* [Problem statement]:
Repeat the records given below in full, with no changes.

* [Records for this exercise]:
PR #1010, opened 2021-06-22
instance wide configuration

bmc-msft:
TODO:
* [x] add setting initial set of admins during deployment


src/api-service/__app__/instance_config/__init__.py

* [Task solution]:
PR #1010, opened 2021-06-22
instance wide configuration

bmc-msft:
TODO:
* [x] add setting initial set of admins during deployment


src/api-service/__app__/instance_config/__init__.py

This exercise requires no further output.